Despite the headline deflationary figure grabbing markets' attention, a senior economist at Schroders, Azad Zangana, said: "There are few signs that the domestic European economy is becoming more deflationary."

"Consumer confidence remains reasonably high, while inflation expectations have not fallen to significantly low levels," he said in a note. "Also, retail sales have held up well, suggesting households are not delaying spending in order to take advantage of falling prices -- the behavioral changes associated with the start of a prolonged deflationary period, like that experienced in Japan."

Read MoreEuro zone deflation: Why it matters

No 'silver bullet' - yet

Given the euro zone's gloomy economic outlook – growth was a meager 0.2 percent in the third quarter – many are calling on the ECB to introduce QE. But there is strong resistance from countries like Germany, which is reluctant to take on the debt of struggling euro zone countries like Greece.

Germany has also argued that government bond purchases would be outside the ECB's remit, which is only to maintain price stability (unlike the Fed which can manipulate monetary policy in an effort to boost employment).

Analysts like Hewson believe the central bank may not push the QE button just yet, however, and warned that markets could be bitterly disappointed by the outcome of the next ECB meeting.

"Given the rise in expectations of investors, the ECB had better not disappoint later this month, or it could get rather volatile," he added. "(But) given the politics at play and the propensity of the ECB to over promise and under deliver, disappointment seems the most likely outcome given the likely inability of the ECB to form a consensus."

Other analysts agreed.
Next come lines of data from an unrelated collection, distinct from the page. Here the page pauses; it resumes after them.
PR #3780, opened 2023-10-20
chore: update logs/traces retention to 15days

makeavish:

PR #10292, opened 2026-02-12
chore: variables based panel fetching

AshwinBhatkal:
- Replaced the old `variablesToGetUpdated` queue and `widgetsByDynamicVariableId` prop drilling in `GridCard` with store-driven panel blocking via the `useIsPanelWaitingOnVariable` hook, and added `transitiveDescendants` pre-computation to `buildDependencyGraph`.
- Added unit tests for the same

N/A — test-only change.

#### Issues closed by this PR
Closes #3780

---

### ✅ Change Type
_Select all that apply_

- [x] ✨ Feature
- [ ] 🐛 Bug fix
- [] ♻️ Refactor
- [ ] 🛠️ Infra / Tooling
- [x] 🧪 Test-only

- Tests added/updated: Yes
- Manual verification: Yes
- Edge cases covered:
  - DYNAMIC variable with `allSelected=true` blocks panel regardless of `selectedValue`
  - QUERY variable with non-empty `selectedValue` does not block even while loading/revalidating
  - Variable missing from fetch store is treated as idle (no false blocking)
  - `error` state does not block panels
  - Empty array `selectedValue` is treated as empty (blocks), non-empty array does not block
  - Diamond dependency deduplicates transitive descendants correctly

---

- Blast radius: None — test-only, no production code changes.
- Potential regressions: None.
- Rollback plan: Revert commit.

---

### 📋 Checklist
- [x] Manually tested
- [ ] Breaking changes documented — N/A

### DIFF
--- a/frontend/src/container/GridCardLayout/GridCard/index.tsx
+++ b/frontend/src/container/GridCardLayout/GridCard/index.tsx
@@ -240,7 +240,6 @@ function GridCardGraph({
 				return failureCount < 2;
 			},
 			keepPreviousData: true,
-			// eslint-disable-next-line sonarjs/no-redundant-boolean
 			enabled: queryEnabledCondition,
 			refetchOnMount: false,
 			onError: (error) => {


frontend/src/container/GridCardLayout/GridCard/index.tsx
```diff
@@ -252,7 +240,8 @@ function GridCardGraph({
 				return failureCount < 2;
 			},
 			keepPreviousData: true,
-			enabled: queryEnabledCondition && !nonDynamicVariableChainToken,
+			// eslint-disable-next-line sonarjs/no-redundant-boolean
```
ahrefabhi: is this comment required?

Schroders' Zangana said the bank could wait until March before it starts to purchase sovereign bonds, and the Centre for Economics and Business Research's (CEBR) economist Danae Kyriakopoulou said that although the inflation data "undoubtedly raises the pressure on the ECB to act…Given that the ECB has for so long resisted QE, there may be little hope in expecting action now."

Tale of two halves

Although ECB President Mario Draghi has reiterated several times that the central bank is "willing to do whatever it takes" to protect the euro zone from collapse, a full-scale QE program would be a last resort.
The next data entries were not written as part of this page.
PR #10299, opened 2026-02-14
fix: update rate/increase query and address several issues in builder…

srikanthccv:
… queries

### 📄 Summary

See this doc for metric query changes https://www.notion.so/signoz/State-of-Cumulative-Counters-306fcc6bcd19803b8ebee0efbf1c2faa

#### Issues closed by this PR

Fixes https://github.com/SigNoz/engineering-pod/issues/3907
Fixes https://github.com/SigNoz/engineering-pod/issues/3839
Fixes https://github.com/SigNoz/engineering-pod/issues/3837
Fixes https://github.com/SigNoz/engineering-pod/issues/3825
Fixes https://github.com/SigNoz/engineering-pod/issues/3195
Fixes https://github.com/SigNoz/engineering-pod/issues/3738
Fixes https://github.com/SigNoz/engineering-pod/issues/3801

### ✅ Change Type

- [x] 🐛 Bug fix

### 🐛 Bug Context

Empty time aggregation prepares an invalid query

#### Root Cause

validating at the incorrect call stack. 

#### Fix Strategy

Throw an invalid error; this itself doesn't solve the issue completely. There should be a fix on the frontend as well.

### 🧪 Testing Strategy

- Tests added/updated: yes
- Manual verification: yes
- Edge cases covered: yes

- Blast radius: should be limited
- Potential regressions:
- Rollback plan: no rollback

### 📋 Checklist
- [x] Tests added
- [x] Manually tested

### DIFF
--- a/conf/example.yaml
+++ b/conf/example.yaml
@@ -308,3 +308,14 @@ user:
       allow_self: true
       # The duration within which a user can reset their password.
       max_token_lifetime: 6h
+  root:
+    # Whether to enable the root user. When enabled, a root user is provisioned
+    # on startup using the email and password below. The root user cannot be
+    # deleted, updated, or have their password changed through the UI.
+    enabled: false
+    # The email address of the root user.
+    email: ""
+    # The password of the root user. Must meet password requirements.
+    password: ""
+    # The name of the organization to create or look up for the root user.
+    org_name: default
--- a/docs/api/openapi.yml
+++ b/docs/api/openapi.yml
@@ -4678,6 +4678,8 @@ components:
           type: string
         id:
           type: string
+        isRoot:
+          type: boolean
         orgId:
           type: string
         role:
--- a/ee/query-service/app/api/api.go
+++ b/ee/query-service/app/api/api.go
@@ -45,7 +45,7 @@ type APIHandler struct {
 }
 
 // NewAPIHandler returns an APIHandler
-func NewAPIHandler(opts APIHandlerOptions, signoz *signoz.SigNoz) (*APIHandler, error) {
+func NewAPIHandler(opts APIHandlerOptions, signoz *signoz.SigNoz, config signoz.Config) (*APIHandler, error) {
 	baseHandler, err := baseapp.NewAPIHandler(baseapp.APIHandlerOpts{
 		Reader:                        opts.DataConnector,
 		RuleManager:                   opts.RulesManager,
@@ -58,7 +58,7 @@ func NewAPIHandler(opts APIHandlerOptions, signoz *signoz.SigNoz) (*APIHandler, 
 		Signoz:                        signoz,
 		QuerierAPI:                    querierAPI.NewAPI(signoz.Instrumentation.ToProviderSettings(), signoz.Querier, signoz.Analytics),
 		QueryParserAPI:                queryparser.NewAPI(signoz.Instrumentation.ToProviderSettings(), signoz.QueryParser),
-	})
+	}, config)
 
 	if err != nil {
 		return nil, err
--- a/ee/query-service/app/server.go
+++ b/ee/query-service/app/server.go
@@ -175,7 +175,7 @@ func NewServer(config signoz.Config, signoz *signoz.SigNoz) (*Server, error) {
 		GlobalConfig:                  config.Global,
 	}
 
-	apiHandler, err := api.NewAPIHandler(apiOpts, signoz)
+	apiHandler, err := api.NewAPIHandler(apiOpts, signoz, config)
 	if err != nil {
 		return nil, err
 	}
--- a/frontend/src/api/generated/services/sigNoz.schemas.ts
+++ b/frontend/src/api/generated/services/sigNoz.schemas.ts
@@ -1543,6 +1543,10 @@ export interface TypesUserDTO {
 	 */
 	id?: string;
 	/**
+	 * @type boolean
+	 */
+	isRoot?: boolean;
+	/**
 	 * @type string
 	 */
 	orgId?: string;
--- a/frontend/src/container/DashboardContainer/visualization/charts/ChartWrapper/ChartWrapper.tsx
+++ b/frontend/src/container/DashboardContainer/visualization/charts/ChartWrapper/ChartWrapper.tsx
@@ -23,6 +23,7 @@ export default function ChartWrapper({
 	width: containerWidth,
 	height: containerHeight,
 	showTooltip = true,
+	showLegend = true,
 	canPinTooltip = false,
 	syncMode,
 	syncKey,
@@ -36,6 +37,9 @@ export default function ChartWrapper({
 
 	const legendComponent = useCallback(
 		(averageLegendWidth: number): React.ReactNode => {
+			if (!showLegend) {
+				return null;
+			}
 			return (
 				<Legend
 					config={config}
@@ -44,7 +48,7 @@ export default function ChartWrapper({
 				/>
 			);
 		},
-		[config, legendConfig.position],
+		[config, legendConfig.position, showLegend],
 	);
 
 	const renderTooltipCallback = useCallback(
@@ -60,6 +64,7 @@ export default function ChartWrapper({
 	return (
 		<PlotContextProvider>
 			<ChartLayout
+				showLegend={showLegend}
 				config={config}
 				containerWidth={containerWidth}
 				containerHeight={containerHeight}
--- a/frontend/src/container/DashboardContainer/visualization/charts/Histogram/Histogram.tsx
+++ b/frontend/src/container/DashboardContainer/visualization/charts/Histogram/Histogram.tsx
@@ -1,0 +1,55 @@
+import { useCallback } from 'react';
+import ChartWrapper from 'container/DashboardContainer/visualization/charts/ChartWrapper/ChartWrapper';
+import HistogramTooltip from 'lib/uPlotV2/components/Tooltip/HistogramTooltip';
+import { buildTooltipContent } from 'lib/uPlotV2/components/Tooltip/utils';
+import {
+	HistogramTooltipProps,
+	TooltipRenderArgs,
+} from 'lib/uPlotV2/components/types';
+
+import { HistogramChartProps } from '../types';
+
+export default function Histogram(props: HistogramChartProps): JSX.Element {
+	const {
+		children,
+		renderTooltip: customRenderTooltip,
+		isQueriesMerged,
+		...rest
+	} = props;
+
+	const renderTooltip = useCallback(
+		(props: TooltipRenderArgs): React.ReactNode => {
+			if (customRenderTooltip) {
+				return customRenderTooltip(props);
+			}
+			const content = buildTooltipContent({
+				data: props.uPlotInstance.data,
+				series: props.uPlotInstance.series,
+				dataIndexes: props.dataIndexes,
+				activeSeriesIndex: props.seriesIndex,
+				uPlotInstance: props.uPlotInstance,
+				yAxisUnit: rest.yAxisUnit ?? '',
+				decimalPrecision: rest.decimalPrecision,
+			});
+			const tooltipProps: HistogramTooltipProps = {
+				...props,
+				timezone: rest.timezone,
+				yAxisUnit: rest.yAxisUnit,
+				decimalPrecision: rest.decimalPrecision,
+				content,
+			};
+			return <HistogramTooltip {...tooltipProps} />;
+		},
+		[customRenderTooltip, rest.timezone, rest.yAxisUnit, rest.decimalPrecision],
+	);
+
+	return (
+		<ChartWrapper
+			showLegend={!isQueriesMerged}
+			{...rest}
+			renderTooltip={renderTooltip}
+		>
+			{children}
+		</ChartWrapper>
+	);
+}
--- a/frontend/src/container/DashboardContainer/visualization/charts/types.ts
+++ b/frontend/src/container/DashboardContainer/visualization/charts/types.ts
@@ -7,6 +7,7 @@ interface BaseChartProps {
 	width: number;
 	height: number;
 	showTooltip?: boolean;
+	showLegend?: boolean;
 	timezone: string;
 	canPinTooltip?: boolean;
 	yAxisUnit?: string;
@@ -17,6 +18,7 @@ interface BaseChartProps {
 interface UPlotBasedChartProps {
 	config: UPlotConfigBuilder;
 	data: uPlot.AlignedData;
+	legendConfig: LegendConfig;
 	syncMode?: DashboardCursorSync;
 	syncKey?: string;
 	plotRef?: (plot: uPlot | null) => void;
@@ -27,13 +29,19 @@ interface UPlotBasedChartProps {
 
 export interface TimeSeriesChartProps
 	extends BaseChartProps,
+		UPlotBasedChartProps {}
+
+export interface HistogramChartProps
+	extends BaseChartProps,
 		UPlotBasedChartProps {
-	legendConfig: LegendConfig;
+	isQueriesMerged?: boolean;
 }
 
 export interface BarChartProps extends BaseChartProps, UPlotBasedChartProps {
-	legendConfig: LegendConfig;
 	isStackedBarChart?: boolean;
 }
 
-export type ChartProps = TimeSeriesChartProps | BarChartProps;
+export type ChartProps =
+	| TimeSeriesChartProps
+	| BarChartProps
+	| HistogramChartProps;
--- a/frontend/src/container/DashboardContainer/visualization/hooks/__tests__/useScrollWidgetIntoView.test.ts
+++ b/frontend/src/container/DashboardContainer/visualization/hooks/__tests__/useScrollWidgetIntoView.test.ts
@@ -1,0 +1,69 @@
+import { renderHook } from '@testing-library/react';
+import { useDashboard } from 'providers/Dashboard/Dashboard';
+
+import { useScrollWidgetIntoView } from '../useScrollWidgetIntoView';
+
+jest.mock('providers/Dashboard/Dashboard');
+
+type MockHTMLElement = {
+	scrollIntoView: jest.Mock;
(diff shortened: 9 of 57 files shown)


pkg/telemetrymetrics/statement_builder.go
```diff
@@ -5,67 +5,27 @@ import (
...
-						0  -- No next value either, can't interpolate
-				END
-			WHEN (per_series_value - lagInFrame(per_series_value, 1) OVER rate_window) < 0 THEN
-				-- Counter reset detected: the increase is the current value
-				per_series_value
-			ELSE 
-				-- Normal case: calculate increase
-				(per_series_value - lagInFrame(per_series_value, 1) OVER rate_window)
-		END`
+	RateTmpl = `multiIf(row_number() OVER rate_window = 1, nan, (per_series_value - lagInFrame(per_series_value, 1) OVER rate_window) < 0, per_series_value / (ts - lagInFrame(ts, 1) OVER rate_window), (per_series_value - lagInFrame(per_series_value, 1) OVER rate_window) / (ts - lagInFrame(ts, 1) OVER rate_window))`
```
namanv3, line 20: > (ts - lagInFrame(ts, 1) OVER rate_window)
Can we just divide by step interval here btw?

pkg/telemetrymetrics/statement_builder.go
namanv3, line 1: I was checking how PromQL handles restarts (to check for usage of start ts, their logic of not using the previous timestamp at all does seem like a better way in general to go about it. [https://github.com/prometheus/prometheus/blob/4fb6ce4d9af6b5871f454efbd7b36dcac92f9819/promql/functions.go#L224](https://github.com/prometheus/prometheus/blob/4fb6ce4d9af6b5871f454efbd7b36dcac92f9819/promql/functions.go#L224)

namanv3: Let's discuss on this once

pkg/telemetrymetrics/statement_builder.go
srikanthccv: Not really, consider the case where data is missing b/w two points by 2x of the step interval for some reason, then right thing to do is to rate of change from the last known point than the step interval.


step = 1m

12:00 pm - 2002 - 1st point
12:01 pm - 2005 - 2nd point
12:05 pm - 2013 - 3rd point
12:06 pm - 2015 - 4th point

consider this was not a reset but the values were failed to be exported (or scraped). So it should not be using the step interval for the rate calculation.

pkg/telemetrymetrics/statement_builder.go
srikanthccv: Sure please go through this https://docs.google.com/document/d/1kakDVn8aP1JerimLeazuMfy2jaB14W2kZDHMRokPcv4/edit?tab=t.0#heading=h.cmqufn5ktjuv and https://github.com/prometheus/prometheus/pull/12733 once

srikanthccv: Notes from the discussion:
- create a doc to the potential solutions for the problems mentioned in attached notion doc
- start ts has nothing do with the non `rate/increase` aggregations.

pkg/telemetrymetrics/condition_builder.go
```diff
@@ -29,13 +29,7 @@ func (c *conditionBuilder) conditionFor(
...
 ) (string, error) {
 
-	switch operator {
-	case qbtypes.FilterOperatorContains,
-		qbtypes.FilterOperatorNotContains,
-		qbtypes.FilterOperatorILike,
-		qbtypes.FilterOperatorNotILike,
-		qbtypes.FilterOperatorLike,
-		qbtypes.FilterOperatorNotLike:
+	if operator.IsStringSearchOperator() {
```
namanv3, line 32: Not sure why this was done, can you explain?

pkg/telemetrymetrics/statement_builder.go
```diff
@@ -5,67 +5,27 @@ import (
...
+
+	IncreaseTmpl = `multiIf(row_number() OVER rate_window = 1, nan, (per_series_value - lagInFrame(per_series_value, 1) OVER rate_window) < 0, per_series_value, per_series_value - lagInFrame(per_series_value, 1) OVER rate_window)`
+
+	RateWithoutNegativeMultiTemporality = `IF(LOWER(temporality) LIKE LOWER('delta'), %s, multiIf(row_number() OVER rate_window = 1, nan, (%s - lagInFrame(%s, 1) OVER rate_window) < 0, %s / (ts - lagInFrame(ts, 1) OVER rate_window), (%s - lagInFrame(%s, 1) OVER rate_window) / (ts - lagInFrame(ts, 1) OVER rate_window))) AS per_series_value`
```
namanv3: Can name this RateMultiTemporalityTmpl. I had added "WithoutNegative" cuz that's what the OG template was named like. Same for Increase

pkg/telemetrymetrics/statement_builder.go
```diff
@@ -307,11 +221,15 @@ func (b *MetricQueryStatementBuilder) buildTemporalAggDeltaFastPath(
...
-	aggCol := AggregationColumnForSamplesTable(
+	aggCol, err := AggregationColumnForSamplesTable(
 		start, end, query.Aggregations[0].Type, query.Aggregations[0].Temporality,
 		query.Aggregations[0].TimeAggregation, query.Aggregations[0].TableHints,
 	)
+	if err != nil {
+		return "", nil, err
+	}
 	if query.Aggregations[0].TimeAggregation == metrictypes.TimeAggregationRate {
+		// TODO(srikanthccv): should it be step interval or use [start_time_unix_nano](https://github.com/open-telemetry/opentelemetry-proto/blob/d3fb76d70deb0874692bd0ebe03148580d85f3bb/opentelemetry/proto/metrics/v1/metrics.proto#L400C11-L400C31)?
```
namanv3, line 232: `sum(value)` will give the correct sum irrespective of restarts anyway so I doubt start time will be in any way useful.
Also, start time for every delta point is the collection time of previous time stamp. If we were to use it, we can take the star time of the earliest data point in the range, but it will not give results as per the step interval at all, cuz what if that start time is many times before the interval?

pkg/telemetrymetrics/statement_builder.go
```diff
@@ -437,8 +355,12 @@ func (b *MetricQueryStatementBuilder) buildTemporalAggDelta(
 		sb.SelectMore(fmt.Sprintf("`%s`", g.TelemetryFieldKey.Name))
 	}
 
-	aggCol := AggregationColumnForSamplesTable(start, end, query.Aggregations[0].Type, query.Aggregations[0].Temporality, query.Aggregations[0].TimeAggregation, query.Aggregations[0].TableHints)
+	aggCol, err := AggregationColumnForSamplesTable(start, end, query.Aggregations[0].Type, query.Aggregations[0].Temporality, query.Aggregations[0].TimeAggregation, query.Aggregations[0].TableHints)
+	if err != nil {
+		return "", nil, err
+	}
 	if query.Aggregations[0].TimeAggregation == metrictypes.TimeAggregationRate {
+		// TODO(srikanthccv): should it be step interval or use [start_time_unix_nano](https://github.com/open-telemetry/opentelemetry-proto/blob/d3fb76d70deb0874692bd0ebe03148580d85f3bb/opentelemetry/proto/metrics/v1/metrics.proto#L400C11-L400C31)?
```
namanv3, line 363: same as above

pkg/telemetrymetrics/statement_builder.go
```diff
@@ -659,6 +591,8 @@ func (b *MetricQueryStatementBuilder) BuildFinalSelect(
 			sb.Where(rewrittenExpr)
 		}
 	}
+	sb.OrderBy(querybuilder.GroupByKeys(query.GroupBy)...)
+	sb.OrderBy("ts")
```
namanv3, line 595: is ordering necessary? Won't it add extra compute?

namanv3: Saw the attached bug, makes sense

pkg/telemetrymetrics/condition_builder.go
srikanthccv: When the operator is one of the string search kind, the numeric value should be converted to string to work with ClickHouse functions. This change refactors the code to make use of the `IsStringSearchOperator` on the operator.

For example, if someone does `http.status_code REGEXP 2`, the value here is number but `match` function on regex requires the string value so we convert it here before passing the arg to query binding. Does that clarify?

pkg/telemetrymetrics/statement_builder.go
srikanthccv: sure

pkg/telemetrymetrics/statement_builder.go
srikanthccv: Imagine for whatever reason, may be CPU contention or mutex contention, SDK had a gap in export between two that's again larger than the step interval, should it be step interval as the denominator or time since last report?

Same example as I mentioned above but delta (no resets).

```
step = 1m

12:00 pm - 2002 - 1st point
12:01 pm - 2005 - 2nd point
12:05 pm - 2013 - 3rd point
12:06 pm - 2015 - 4th point
```

namanv3: Fair enough. I'll write down this problem and solution in https://www.notion.so/signoz/State-of-Cumulative-Counters-306fcc6bcd19803b8ebee0efbf1c2faa?source=copy_link?

namanv3 (approved):
Statement builder changes look good, other changes also look good based on my understanding

abhishekhugetech:
@srikanthccv the changes done in `BuildFinalSelect` for ordering should fix the MatchType last. 
Thanks for updating the test cases.

pkg/types/querybuildertypes/querybuildertypesv5/builder_query.go
```diff
@@ -174,3 +175,54 @@ func (q *QueryBuilderQuery[T]) Normalize() {
...
+//   - min of mins is same as min of all values
+//
+// 4. time aggregation = max and space aggregation = max
+//   - max of maxs is same as max of all values
+//
+// 5. special case exphist, there is no need for per series/fingerprint aggregation
+// we can directly use the quantilesDDMerge function
+//
+// all of this is true only for delta metrics
+func CanShortCircuitDelta(metricAgg MetricAggregation) bool {
```
tushar-signoz, line 201: sum of counts can also be short circuited. 
Time => count and Space => sum

pkg/types/querybuildertypes/querybuildertypesv5/validation.go
```diff
@@ -10,54 +10,78 @@ import (
...
+		return spec.Name
+	case QueryBuilderJoin:
+		return spec.Name
+	case PromQuery:
+		return spec.Name
+	case ClickHouseQuery:
+		return spec.Name
+	}
+	return ""
+}
```
tushar-signoz, line 34: I was thinking of adding this, that would save complexity in QB for spec handling. 
Consider creating a new file entirely of getters and setters. 
SetLimit, GetLimit, GetQueryName etc  (This file claude can manage)

pkg/types/querybuildertypes/querybuildertypesv5/validation.go
```diff
@@ -10,54 +10,78 @@ import (
...
-			return fmt.Sprintf("formula '%s'", spec.Name)
-		}
-		return fmt.Sprintf("formula at position %d", index+1)
+		typeLabel = "formula"
 	case QueryTypeTraceOperator:
-		if spec, ok := envelope.Spec.(QueryBuilderTraceOperator); ok && spec.Name != "" {
-			return fmt.Sprintf("trace operator '%s'", spec.Name)
-		}
-		return fmt.Sprintf("trace operator at position %d", index+1)
+		typeLabel = "trace operator"
```
tushar-signoz, line 70: Lets add a method to the specs themselves to return a label ? Or a map of TypeToLabel

pkg/types/querybuildertypes/querybuildertypesv5/validation.go
```diff
@@ -94,32 +119,23 @@ func (q *QueryBuilderQuery[T]) Validate(requestType RequestType) error {
...
 
 	return nil
 }
 
-func (q *QueryBuilderQuery[T]) validateSelectFields() error {
+func (q *QueryBuilderQuery[T]) validateSelectFields(requestType RequestType) error {
+	// selectFields don't apply to aggregation queries, skip validation
+	if requestType.IsAggregation() {
+		return nil
+	}
```
tushar-signoz, line 137: Should we return a BAD_REQUEST error if user is specifying select fields ?

pkg/types/querybuildertypes/querybuildertypesv5/validation.go
```diff
@@ -132,6 +148,21 @@ func (q *QueryBuilderQuery[T]) validateSelectFields() error {
 	return nil
 }
 
+func (q *QueryBuilderQuery[T]) validateGroupBy(requestType RequestType) error {
+	// groupBy doesn't apply to non-aggregation queries, skip validation
+	if !requestType.IsAggregation() {
+		return nil
+	}
```
tushar-signoz, line 155: Should we throw BAD_REQUEST ?

pkg/types/querybuildertypes/querybuildertypesv5/validation.go
```diff
@@ -697,12 +495,29 @@ func (c *CompositeQuery) Validate(requestType RequestType) error {
...
+	queryNames := make(map[string]bool)
+
 	for i, envelope := range c.Queries {
 		if err := validateQueryEnvelope(envelope, requestType); err != nil {
 			queryId := getQueryIdentifier(envelope, i)
 			return wrapValidationError(err, queryId, "invalid %s: %s")
 		}
+
+		// Check name uniqueness for builder queries
+		if envelope.Type == QueryTypeBuilder || envelope.Type == QueryTypeSubQuery {
```
tushar-signoz, line 508: Why only limit it for there types ? uniqueness should be enforced regardless of type.

pkg/telemetrymetrics/statement_builder.go
```diff
@@ -5,67 +5,27 @@ import (
...
-			WHEN (per_series_value - lagInFrame(per_series_value, 1) OVER rate_window) < 0 THEN
-				-- Counter reset detected: the increase is the current value
-				per_series_value
-			ELSE 
-				-- Normal case: calculate increase
-				(per_series_value - lagInFrame(per_series_value, 1) OVER rate_window)
-		END`
+	RateTmpl = `multiIf(row_number() OVER rate_window = 1, nan, (per_series_value - lagInFrame(per_series_value, 1) OVER rate_window) < 0, per_series_value / (ts - lagInFrame(ts, 1) OVER rate_window), (per_series_value - lagInFrame(per_series_value, 1) OVER rate_window) / (ts - lagInFrame(ts, 1) OVER rate_window))`
+
+	IncreaseTmpl = `multiIf(row_number() OVER rate_window = 1, nan, (per_series_value - lagInFrame(per_series_value, 1) OVER rate_window) < 0, per_series_value, per_series_value - lagInFrame(per_series_value, 1) OVER rate_window)`
```
tushar-signoz, line 22: Can you break this into, multiple strings
For eg:
HandleFirstRecord := " the actual query "
IncreaseTmpl = multIf(HandleFirstRecord, HandleCounterReset, HandleDefault)

This would help with readability of code.

tushar-signoz (commented):
Added some nits, otherwise Looks good

pkg/types/querybuildertypes/querybuildertypesv5/validation.go
srikanthccv: It's going to break a lot of things unnecessarily. The rule of thumb is no-op for any field if it's not related to the request type.

pkg/types/querybuildertypes/querybuildertypesv5/validation.go
srikanthccv: https://github.com/SigNoz/signoz/pull/10299#discussion_r2816232086

pkg/types/querybuildertypes/querybuildertypesv5/validation.go
srikanthccv: Why would that be?

pkg/telemetrymetrics/statement_builder.go
srikanthccv: I don't see how it changes anything. You don't read every time you read the code. It's a template that you know the shape and doesn't change.

pkg/types/querybuildertypes/querybuildertypesv5/validation.go
srikanthccv: If we find ourselves needing to do the same or similar elsewhere where then we can add `TypeToLabel`. We should be conservative about not adding public methods that don't assist with main functionality.

pkg/telemetrymetrics/statement_builder.go
tushar-signoz: Im coming from perspective of adding comments in the code explaining each breakdown of multi Ifs.
Only for new contributors or people ramping up on this module.

srikanthccv: I see, that won't help because there is more context behind what goes here so they need a separate onboarding than a code comment.

pkg/types/querybuildertypes/querybuildertypesv5/validation.go
srikanthccv: Merging now, let's continue the discussion separately.

tushar-signoz: Lets say, I have range request like
Case: 1
"A" -> builder_query
"B" -> builder_query
"B" -> trace_operator_query which uses only "A"

This gives result for only trace_operator, one of the results "B" get overwritten

Case: 2
"A" -> builder_query
"B" -> builder_query
"C" -> trace_operator_query which uses only "A"

This gives result of both A and C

Indeed, the ECB has launched a slew of other measures in an effort to calm market nerves over the region's future in the last few years – from the promise of Outright Monetary Transactions (OMT) to the latest move, the purchase of asset-backed securities and covered bonds.

Read MoreEuropean Central Bank is 'out of bullets': Analyst

As well as anaemic growth, the euro zone is also battling dangerously high unemployment in some countries like Greece and Italy, where around half of young people do not have a job.

In Germany, however, joblessness is not an issue; its unemployment rate fell to a record low, according to data published Wednesday.

It highlights the ECB's problem of administering stimulus programs in a two-speed Europe, and could be another reason that that the central holds fire – for now.